Convert the PETSc matrix to a dense numpy array
for debugging purposes
"""
A_petsc.assemble()
A_dense = A_petsc.convert("dense")
return A_dense.getDenseArray()
print(" ------ Matrix A by DOLFINx ------- ")
print(convertToDense(A))
L = dolfinx.fem.form(res)
b = dolfinx.fem.petsc.assemble_vector(L)
dolfinx.fem.petsc.apply_lifting(b, [a], [bc])
b.ghostUpdate(PETSc.InsertMode.ADD_VALUES, PETSc.ScatterMode.REVERSE)
dolfinx.fem.petsc.set_bc(b, bc)
print(b.array)
Modified DOLFIN code
from dolfin import *
n = 2
mesh = UnitSquareMesh(n, n)
V = FunctionSpace(mesh, 'CG', 1)
VF = FunctionSpace(mesh, 'DG', 0)
u = Function(V)
v = TestFunction(V)
# Define the source term
w = Expression("sin(pi*x[0])*sin(pi*x[1])", degree=3)
alpha = Constant(1e-6)
f_analytic = Expression("1/(1+alpha*4*pow(pi,4))*w",
w=w, alpha=alpha, degree=3)
f = interpolate(f_analytic, VF)
# Apply zero boundary condition on the outer boundary
bc = DirichletBC(V, Constant(1.0), "on_boundary")
# Variational form of Poisson's equation
res = (inner(grad(u), grad(v))-f*v)*dx
# Quantity of interest: will be used as the Jacobian in adjoint method
dRdu = derivative(res, u)
# Option 1: assemble A and b seperately
A = assemble(dRdu)
b = assemble(res)
bc.apply(A, b)
# Option 2: assemble the system
A_, b_ = assemble_system(dRdu, res, bcs=bc)
print(b_.get_local())
def convertToDense(A_petsc):
"""
Convert the PETSc matrix to a dense numpy array
for debugging purposes
"""
A_petsc.assemble()
A_dense = A_petsc.convert("dense")
return A_dense.getDenseArray()
print(" ------ Matrix A by old dolfin - assemble ------- ")
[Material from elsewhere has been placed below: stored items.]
PR #1638, opened 2021-06-10
fix(TPC): Filter ssrcs differently while extracting the SSRC map from SDP.

jallamsetty1:
Use 'msid' for plan-b clients and 'cname' for unified-plan clients.


paweldomas (approved):
thanks for doing the change!

PR #1639, opened 2021-06-11
feat(replace-participant): Replace participant with same jwt in the conf

horymury:
Replaces a participant with the same jwt relevant data into a conference when this is specifically asked on joining the conference.


tmoldovan8x8 (approved):

tmoldovan8x8:
Look good to me!

tmoldovan8x8 (approved):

print(convertToDense(as_backend_type(A).mat()))
print(" ------ Matrix A by old dolfin - assemble_system ------- ")
print(" ----------- expected results ---------------- ")
print(convertToDense(as_backend_type(A_).mat()))
Looking at the output vector you obtain:
DOLFINx
[1. 1. 1. 3.86538367 1. 1.
1. 1. 1. ]
DOLFIN
[ 1. 3. 3. 2. 3.86538367 2. 3.
3. 1. ]
Here you observe that in DOLFIN, the DirichletBC values are accumulated in the matrix when apply lifting inside assemble_system
, while in DOLFINx, the values are not accumulated,and the values are only set once, to the actual Dirichlet BC value.
The key here is that the way DOLFINx
does this is better than DOLFIN, as it each diagonal value of the matrix is not dependent on the number of neighbouring cells (which dolfin does).
Therefore I would not try to obtain the matrices from DOLFIN, and rather go for the improved version in DOLFINx.